===== Material supplied =====

Issue #3431, opened 2025-02-03
AbstractConfiguration clears Configuration name if some conditions are met (i.e. no defined loggers)


JWT007:
Log4j 2.24.3 - AbstractConfiguration

If I create a BuiltConfiguration that defines a Configuration 'name'  (i.e. "FooBar") and no loggers, the `AbstractConfigurat#doConfigure()` method calls the `setToDefault()` method for example if the following conditions are met:

* no loggers are defined
* no root logger is defined

For example,

```
if (!setLoggers) {
  LOGGER.warn("No Loggers were configured, using default. Is the Loggers element missing?");
  setToDefault();
  return;
}
```

The first thing the `setToDefault` method does is clear the given name and replace it with a default.

```
protected void setToDefault() {
        // LOG4J2-1176 facilitate memory leak investigation
        setName(DefaultConfiguration.DEFAULT_NAME + "@" + Integer.toHexString(hashCode()));
       ...
}
```

It should however (IMHO) be a perfectly valid scenario to create a configuration with no content but with a custom name - specifically where I discovered this in testing.  But maybe I want to only define global filters and otherwise rely on default behaviour.

In my opinion the name should only be set here if no name has yet been set.

Generally it should be OK to set a configuration with no loggers and no root logger.  Consider a CompositeConfiguration named "FooBar" with an initially empty BuiltConfiguration.  Some runtime event might create appenders and loggers dynamically (ie. for a new service).  But it is no longer possible to lookup that configuration by name because a default has been applied.

NOTE: The referenced bug/fix (https://issues.apache.org/jira/browse/LOG4J2-1176) doesn't seem to make any mention of the name being a problem.

JWT007:
@ppkarwasz  - trying to take care of some of my many small bug reports - created a PR for this issue.

Under the assumption that the above mentioned change for LOG4J-1176 was only added to ensure that a configuration gets a default name for testing the fix, I wrapped it so that the default name is only set if no name has already been set.

PR #3454, opened 2025-02-11
Only set default configuration name if none has been previously set (…

JWT007:
[#3431]

AbstractConfiguration#setToDefault() - only sets default configuration name if none has been previously set,

+ added test for this change
+ added changelog entry


log4j-core/src/main/java/org/apache/logging/log4j/core/config/AbstractConfiguration.java
```diff
@@ -774,8 +774,11 @@ public static Level getDefaultLevel() {
     }
 
     protected void setToDefault() {
-        // LOG4J2-1176 facilitate memory leak investigation
-        setName(DefaultConfiguration.DEFAULT_NAME + "@" + Integer.toHexString(hashCode()));
+        // LOG4J2-3431 don't set a default name if one has already been set
+        if (this.getName() == null || this.getName().trim().isEmpty()) {
```
ppkarwasz, line 778: We have a `Strings.isEmpty` utility method for this.

JWT007: @ppkarwasz should I update the PR?

JWT007: @ppkarwasz - Fixed and moved changelog file as mentioned in other PR.

ppkarwasz (approved):

Issue #3086, opened 2024-10-14
Log4j 2.x Documentation - RegexFilter does not document the possible nested element PatternFlags 


JWT007:
In the Log4j 2.x documentation for the RegexFilter:

https://logging.apache.org/log4j/2.x/manual/filters.html#RegexFilter

The only two configuration attributes are "regex" and "useRawMsg" (and the common filter attributes onMatch/onMismatch).

In the RegExFilter @PluginFactory there is a nested element for a set of Strings which is not mentioned in the documentation:

```
@PluginFactory
    public static RegexFilter createFilter(
            // @formatter:off
            @PluginAttribute("regex") final String regex,
            @PluginElement("PatternFlags") final String[] patternFlags,
            @PluginAttribute("useRawMsg") final Boolean useRawMsg,
            @PluginAttribute("onMatch") final Result match,
            @PluginAttribute("onMismatch") final Result mismatch)
            // @formatter:on
            throws IllegalArgumentException, IllegalAccessException {
```

If I understand correctly one can provide field names from the Pattern class here: (CASE_INSENSITIVE, COMMENTS, etc.).

The example in the Plugin Reference for the RegexFilter shows an example of nested strings but is not very clear with "a-String-implementation":

```
<RegexFilter onMatch=""
             onMismatch=""
             regex=""
             useRawMsg="">
    <a-String-implementation/><!-- multiple occurrences allowed -->
</RegexFilter>
```

Is it:

```
<RegexFilter ...>
  <CASE_INSENSITIVE>
  <COMMENTS>
</RegexFilter>
```

which the plugin reference implies.

Or:

```
<RegExFilter ...>
  <PatternFlags>CASE_INSENTIVE, COMMENTS</PatternFlags>
</RegExFilter>
```
?

A usage  example would be helpful.

Maybe this API is not really "public"? In the log4j-core-test RegexFilter test it seems the RegexFilter is never tested with anything but a null value for the patternFlags.

ppkarwasz:
Hi @JWT007,

Thank you for helping us checking our documentation against the automatically-generated plugin reference. We created the plugin reference exactly for this purpose and we are happy you find it useful.

[...]

PR #3463, opened 2025-02-12
Removed @PluginAttribute 'patternFlags' argument from @PluginFactory for RegexFilter. (#3086)

JWT007:
(#3086)

Removed @PluginAttribute 'patternFlags' argument from @PluginFactory for RegexFilter.

Actually created new @PluginFactory without the argument and deprecated old 'createFilter' method.

See ticket for discussion of the reasoning - short version - pattern flags can be passed as part of RegEx expression.

Also guarded the "PatternCompile" method against excepttions - logging and returning null if the pattern fails to compile.


log4j-core/src/main/java/org/apache/logging/log4j/core/filter/RegexFilter.java
```diff
@@ -123,6 +115,40 @@ public String toString() {
...
+     * @param mismatch
+     *        The action to perform when a mismatch occurs.
+     * @return The RegexFilter.
+     * @throws IllegalAccessException  When there is no access to the definition of the specified member.
+     * @throws IllegalArgumentException When passed an illegal or inappropriate argument.
+     * @deprecated use {@link #createFilter(String, Boolean, Result, Result)}
+     */
+    @Deprecated
+    // TODO Consider refactoring to use AbstractFilter.AbstractFilterBuilder
+    public static RegexFilter createFilter(
```
ppkarwasz, line 132: Whenever we need to modify a factory method, we usually create a `Builder` class instead.

JWT007: @ppkarwasz I significantly reworked this one - please review if OK

I reworked it so that all config parameters are accessible via getters (i.e. 'regex') - this sort of comes from my own prroblems with these classes where config parameters are not accessible later making it impossible to see *how* the element was configured (i.e. to recreate config at runtime).  If this is OK I would probably make some new tickets to do the same for some other configuration items.

JWT007:
Problems rebasing this PR on 2.x branch - recreated new PR #3512 - closing this one.

PR #325, opened 2026-07-01
Toggle to enable saving of intermediate SCBA variables and visualization script

YongDaLi:
This is the code and visualization jupyter notebook that I used for my thesis to gather and dump the SCBA variables during each SCBA loop. There's 2 parameters in the config. One for enabling saving and another for specifying how many of the nnz index to save (it would generate too much data to save all nnz). 

The visualization notebook uses a `scba_container` class to help organize the data and plotting. There's a magic number 43823 that's hard-coded for the w90/carbon-nanotube/gw example. There's 43824 nnz indices in that example. I thought about making it automatically detect the number of nnz indices, but I'm not sure how the data is organized in the other examples. I'm only familiar with this example.


YongDaLi:
Talked with @vetschn. The data for the other examples are structured similarly, so it should be able to autodetect the size of the nnz dimension. Additionally you should be able to save all data (don't worry about storage space. Saving TB's of data is fine, especially on Alps). This is more of a debugging hacky thing, so maybe it should not be in production code.

I'll add these 2 features anyway. 
1. auto-detect nnz dimension size
2. toggle to save all nnz samples

YongDaLi:
Not working for k-points since the `self.data.g_lesser.shape` changes from ex. (10 iterations, 768 atoms, 768 atoms) to (10 iteraitons, 3 k-points, 768 atoms, 768 atoms). Messes up my mpi gather wrapper `gather_array_stack` since it does not expect the k-point dimension, so the gatherbuf is too small.

YongDaLi:
image
It would be nice if it could automatically detect the k-point dimension and use the appropriate mpi gather wrapper. Then it can print the row, col, and k-point all in the plot title.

=====

Activity ▸
All lines with the word "https" should be copied from the material above.

Reply to the exercise ▸
NOTE: The referenced bug/fix (https://issues.apache.org/jira/browse/LOG4J2-1176) doesn't seem to make any mention of the name being a problem.
https://logging.apache.org/log4j/2.x/manual/filters.html#RegexFilter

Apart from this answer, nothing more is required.